▶ [ACTION ITEM]:
Output all entries verbatim.

▶ [Stored items]:
PR #828, opened 2023-01-10
feat: add username and group name to tests subjects

gpoujol:


bobeal:
Looks OK for the code but your commit message does not match what I see in the code

gpoujol:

▶ [WRITTEN RESPONSE]:
PR #828, opened 2023-01-10
feat: add username and group name to tests subjects

gpoujol:


bobeal:
Looks OK for the code but your commit message does not match what I see in the code

gpoujol:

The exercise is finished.